Work instructions = Starting with the first line of the data that follows, transcribe every line verbatim until the line containing "Delivery status is" has been transcribed.
Start of Block
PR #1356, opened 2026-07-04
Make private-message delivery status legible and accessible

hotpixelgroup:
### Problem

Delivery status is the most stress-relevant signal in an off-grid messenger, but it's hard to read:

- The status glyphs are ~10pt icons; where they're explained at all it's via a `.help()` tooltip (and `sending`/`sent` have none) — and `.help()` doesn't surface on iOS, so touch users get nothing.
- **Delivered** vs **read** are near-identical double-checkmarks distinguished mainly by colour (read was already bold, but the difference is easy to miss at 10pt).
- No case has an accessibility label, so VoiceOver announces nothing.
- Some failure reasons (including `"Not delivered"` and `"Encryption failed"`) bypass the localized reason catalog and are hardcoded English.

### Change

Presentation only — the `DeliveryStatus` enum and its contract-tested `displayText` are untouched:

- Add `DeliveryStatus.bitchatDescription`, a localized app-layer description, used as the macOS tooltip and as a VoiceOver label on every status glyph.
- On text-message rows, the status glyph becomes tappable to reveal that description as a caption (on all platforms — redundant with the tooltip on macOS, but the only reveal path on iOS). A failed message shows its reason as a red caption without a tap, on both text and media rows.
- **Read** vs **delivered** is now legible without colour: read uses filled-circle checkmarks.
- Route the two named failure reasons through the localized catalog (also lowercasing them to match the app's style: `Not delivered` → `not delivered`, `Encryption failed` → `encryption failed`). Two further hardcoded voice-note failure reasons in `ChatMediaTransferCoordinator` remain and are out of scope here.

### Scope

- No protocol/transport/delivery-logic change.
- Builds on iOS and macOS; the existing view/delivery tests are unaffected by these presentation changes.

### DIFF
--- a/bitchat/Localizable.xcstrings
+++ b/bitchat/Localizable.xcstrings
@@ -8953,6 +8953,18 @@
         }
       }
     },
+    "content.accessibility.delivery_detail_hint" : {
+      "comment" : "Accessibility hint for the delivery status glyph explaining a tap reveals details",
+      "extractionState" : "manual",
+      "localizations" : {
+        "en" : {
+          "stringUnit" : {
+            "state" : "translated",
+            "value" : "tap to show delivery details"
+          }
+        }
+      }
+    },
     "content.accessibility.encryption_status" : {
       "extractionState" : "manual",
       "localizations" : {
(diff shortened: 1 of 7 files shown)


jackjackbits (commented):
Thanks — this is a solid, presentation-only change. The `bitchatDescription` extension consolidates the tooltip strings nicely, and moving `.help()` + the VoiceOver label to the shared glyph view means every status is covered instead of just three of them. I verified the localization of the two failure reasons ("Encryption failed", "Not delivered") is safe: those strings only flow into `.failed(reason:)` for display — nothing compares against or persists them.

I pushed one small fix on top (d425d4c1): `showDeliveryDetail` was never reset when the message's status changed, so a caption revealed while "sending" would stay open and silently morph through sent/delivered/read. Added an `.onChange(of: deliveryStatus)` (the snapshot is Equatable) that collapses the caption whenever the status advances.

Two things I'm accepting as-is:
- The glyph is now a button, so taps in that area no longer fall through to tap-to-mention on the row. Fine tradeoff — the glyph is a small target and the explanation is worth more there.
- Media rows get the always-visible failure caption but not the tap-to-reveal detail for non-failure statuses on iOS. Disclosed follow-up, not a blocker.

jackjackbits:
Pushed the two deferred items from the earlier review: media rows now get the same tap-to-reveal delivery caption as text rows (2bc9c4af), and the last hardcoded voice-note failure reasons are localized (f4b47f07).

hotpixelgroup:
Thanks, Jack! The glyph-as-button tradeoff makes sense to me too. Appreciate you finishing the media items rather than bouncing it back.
End of Block
Task response =
PR #1356, opened 2026-07-04
Make private-message delivery status legible and accessible

hotpixelgroup:
### Problem

Delivery status is the most stress-relevant signal in an off-grid messenger, but it's hard to read:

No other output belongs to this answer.